▸ **Try it**
All of the data must be output without alteration.

Saved data entries
• • • • •
PR #444, opened 2015-12-16
Replace ObjC association with WeakGCMap

fealebenpae:
This nets us a few small performance wins because we no longer use the thread-safe Objective-C association API to store JavaScript wrappers in native objects.

### DIFF
--- a/src/NativeScript/ObjC/Inheritance/ObjCClassBuilder.mm
+++ b/src/NativeScript/ObjC/Inheritance/ObjCClassBuilder.mm
@@ -16,6 +16,7 @@
 #include "ObjCMethodCallback.h"
 #include "ObjCSuperObject.h"
 #include "ObjCProtocolWrapper.h"
+#include "ObjCWrapperObject.h"
 #include "ObjCTypes.h"
 #include "FFIType.h"
 #include "Interop.h"
@@ -65,8 +66,7 @@ static void attachDerivedMachinery(GlobalObject* globalObject, Class newKlass, J
         Structure* superStructure = ObjCSuperObject::createStructure(vm, globalObject, superPrototype);
         ObjCSuperObject* superObject = ObjCSuperObject::create(vm, superStructure, derivedWrapper, globalObject);
         derivedWrapper->putDirect(vm, vm.propertyNames->superKeyword, superObject, ReadOnly | DontEnum | DontDelete);
-
-        [TNSValueWrapper attachValue:derivedWrapper toHost:instance];
+        
         return instance;
     });
     class_addMethod(metaClass, @selector(allocWithZone:), newAllocWithZone, "@@:");
@@ -74,11 +74,9 @@ static void attachDerivedMachinery(GlobalObject* globalObject, Class newKlass, J
     IMP retain = findNotOverridenMethod(newKlass, @selector(retain));
     IMP newRetain = imp_implementationWithBlock(^(id self) {
         if ([self retainCount] == 1) {
-            if (TNSValueWrapper* wrapper = objc_getAssociatedObject(self, globalObject->JSScope::vm())) {
-                if (JSObject* object = wrapper.value) {
-                    JSLockHolder lockHolder(globalObject->vm());
-                    gcProtect(object);
-                }
+            if (JSObject* object = globalObject->interop()->objectMap().get(self)) {
+                JSLockHolder lockHolder(globalObject->vm());
+                gcProtect(object);
             }
         }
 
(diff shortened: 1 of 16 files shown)


src/NativeScript/ObjC/TNSArrayAdapter.mm
```diff
@@ -73,4 +74,13 @@ - (NSUInteger)countByEnumeratingWithState:(NSFastEnumerationState*)state objects
     return count;
 }
 
+- (void)dealloc {
+    {
+        JSLockHolder lock(self->_execState);
```
ivanbuhov: Why do we need to lock here but not in `ObjCWrapperObject::~ObjCWrapperObject()`?

fealebenpae: `ObjCWrapperObject::~ObjCWrapperObject()` is a `JSCell` destructor and that is invoked during garbage collection where it is guaranteed that the API lock on the virtual machine is acquired.

ivanbuhov: I see ;)

jasssonpet:
The following snippet crashes on my iPhone 4s simulator:

```javascript
var obj = NSObject.new();
var arr = new NSArray([obj]);
console.log(arr[0]);
```

```
ASSERTION FAILED: m_ptr
/Users/jzhekov/Desktop/Projects/Kimera/ios-runtime/src/WebKit/Source/WTF/wtf/RefPtr.h(68) : T &WTF::RefPtr<JSC::JSLock>::operator*() const [T = JSC::JSLock]
1   0x1418bd WTFCrash
2   0xb2c363 WTF::RefPtr<JSC::JSLock>::operator*() const
3   0xb2bf9c JSC::VM::apiLock()
4   0xb2ab0f JSC::JSLockHolder::init()
5   0xb2aabc JSC::JSLockHolder::JSLockHolder(JSC::ExecState*)
6   0xb2ab44 JSC::JSLockHolder::JSLockHolder(JSC::ExecState*)
7   0xed986 -[TNSArrayAdapter dealloc]
8   0x4802060 objc_object::sidetable_release(bool)
9   0x4801361 objc_release
10  0x480252d (anonymous namespace)::AutoreleasePoolPage::pop(void*)
11  0x6ce9c main
12  0x56aba21 start
13  0x1
```

src/NativeScript/ObjC/ObjCTypes.mm
```diff
@@ -202,35 +147,13 @@ JSValue toValue(ExecState* execState, id object, Structure* (^structureResolver)
...
-        if (JSObject* wrapper = valueWrapper.value) {
-            return wrapper;
-        }
-
-        ObjCWrapperObject* wrapper = ObjCWrapperObject::create(execState->vm(), structureResolver(), object, jsCast<GlobalObject*>(execState->lexicalGlobalObject()));
-        [TNSValueWrapper attachValue:wrapper
-                              toHost:object];
+    auto globalObject = jsCast<GlobalObject*>(execState->lexicalGlobalObject());
+    if (JSObject* wrapper = globalObject->interop()->objectMap().get(object)) {
         return wrapper;
```
jasssonpet: Consider enforcing the invariant that the `wrappedObject` is the same as `object` if possible.

src/NativeScript/ObjC/Inheritance/ObjCClassBuilder.mm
• • • • •
▸ **Response**
PR #444, opened 2015-12-16
Replace ObjC association with WeakGCMap

fealebenpae:
This nets us a few small performance wins because we no longer use the thread-safe Objective-C association API to store JavaScript wrappers in native objects.

### DIFF
--- a/src/NativeScript/ObjC/Inheritance/ObjCClassBuilder.mm
+++ b/src/NativeScript/ObjC/Inheritance/ObjCClassBuilder.mm
@@ -16,6 +16,7 @@
 #include "ObjCMethodCallback.h"
 #include "ObjCSuperObject.h"
 #include "ObjCProtocolWrapper.h"
+#include "ObjCWrapperObject.h"
 #include "ObjCTypes.h"
 #include "FFIType.h"
 #include "Interop.h"
@@ -65,8 +66,7 @@ static void attachDerivedMachinery(GlobalObject* globalObject, Class newKlass, J
         Structure* superStructure = ObjCSuperObject::createStructure(vm, globalObject, superPrototype);
         ObjCSuperObject* superObject = ObjCSuperObject::create(vm, superStructure, derivedWrapper, globalObject);
         derivedWrapper->putDirect(vm, vm.propertyNames->superKeyword, superObject, ReadOnly | DontEnum | DontDelete);
-
-        [TNSValueWrapper attachValue:derivedWrapper toHost:instance];
+        
         return instance;
     });
     class_addMethod(metaClass, @selector(allocWithZone:), newAllocWithZone, "@@:");
@@ -74,11 +74,9 @@ static void attachDerivedMachinery(GlobalObject* globalObject, Class newKlass, J
     IMP retain = findNotOverridenMethod(newKlass, @selector(retain));
     IMP newRetain = imp_implementationWithBlock(^(id self) {
         if ([self retainCount] == 1) {
-            if (TNSValueWrapper* wrapper = objc_getAssociatedObject(self, globalObject->JSScope::vm())) {
-                if (JSObject* object = wrapper.value) {
-                    JSLockHolder lockHolder(globalObject->vm());
-                    gcProtect(object);
-                }
+            if (JSObject* object = globalObject->interop()->objectMap().get(self)) {
+                JSLockHolder lockHolder(globalObject->vm());
+                gcProtect(object);
             }
         }
 
(diff shortened: 1 of 16 files shown)


src/NativeScript/ObjC/TNSArrayAdapter.mm
```diff
@@ -73,4 +74,13 @@ - (NSUInteger)countByEnumeratingWithState:(NSFastEnumerationState*)state objects
     return count;
 }
 
+- (void)dealloc {
+    {
+        JSLockHolder lock(self->_execState);
```
ivanbuhov: Why do we need to lock here but not in `ObjCWrapperObject::~ObjCWrapperObject()`?

fealebenpae: `ObjCWrapperObject::~ObjCWrapperObject()` is a `JSCell` destructor and that is invoked during garbage collection where it is guaranteed that the API lock on the virtual machine is acquired.

ivanbuhov: I see ;)

jasssonpet:
The following snippet crashes on my iPhone 4s simulator:

```javascript
var obj = NSObject.new();
var arr = new NSArray([obj]);
console.log(arr[0]);
```

```
ASSERTION FAILED: m_ptr
/Users/jzhekov/Desktop/Projects/Kimera/ios-runtime/src/WebKit/Source/WTF/wtf/RefPtr.h(68) : T &WTF::RefPtr<JSC::JSLock>::operator*() const [T = JSC::JSLock]
1   0x1418bd WTFCrash
2   0xb2c363 WTF::RefPtr<JSC::JSLock>::operator*() const
3   0xb2bf9c JSC::VM::apiLock()
4   0xb2ab0f JSC::JSLockHolder::init()
5   0xb2aabc JSC::JSLockHolder::JSLockHolder(JSC::ExecState*)
6   0xb2ab44 JSC::JSLockHolder::JSLockHolder(JSC::ExecState*)
7   0xed986 -[TNSArrayAdapter dealloc]
8   0x4802060 objc_object::sidetable_release(bool)
9   0x4801361 objc_release
10  0x480252d (anonymous namespace)::AutoreleasePoolPage::pop(void*)
11  0x6ce9c main
12  0x56aba21 start
13  0x1
```

src/NativeScript/ObjC/ObjCTypes.mm
```diff
@@ -202,35 +147,13 @@ JSValue toValue(ExecState* execState, id object, Structure* (^structureResolver)
...
-        if (JSObject* wrapper = valueWrapper.value) {
-            return wrapper;
-        }
-
-        ObjCWrapperObject* wrapper = ObjCWrapperObject::create(execState->vm(), structureResolver(), object, jsCast<GlobalObject*>(execState->lexicalGlobalObject()));
-        [TNSValueWrapper attachValue:wrapper
-                              toHost:object];
+    auto globalObject = jsCast<GlobalObject*>(execState->lexicalGlobalObject());
+    if (JSObject* wrapper = globalObject->interop()->objectMap().get(object)) {
         return wrapper;
```
jasssonpet: Consider enforcing the invariant that the `wrappedObject` is the same as `object` if possible.

src/NativeScript/ObjC/Inheritance/ObjCClassBuilder.mm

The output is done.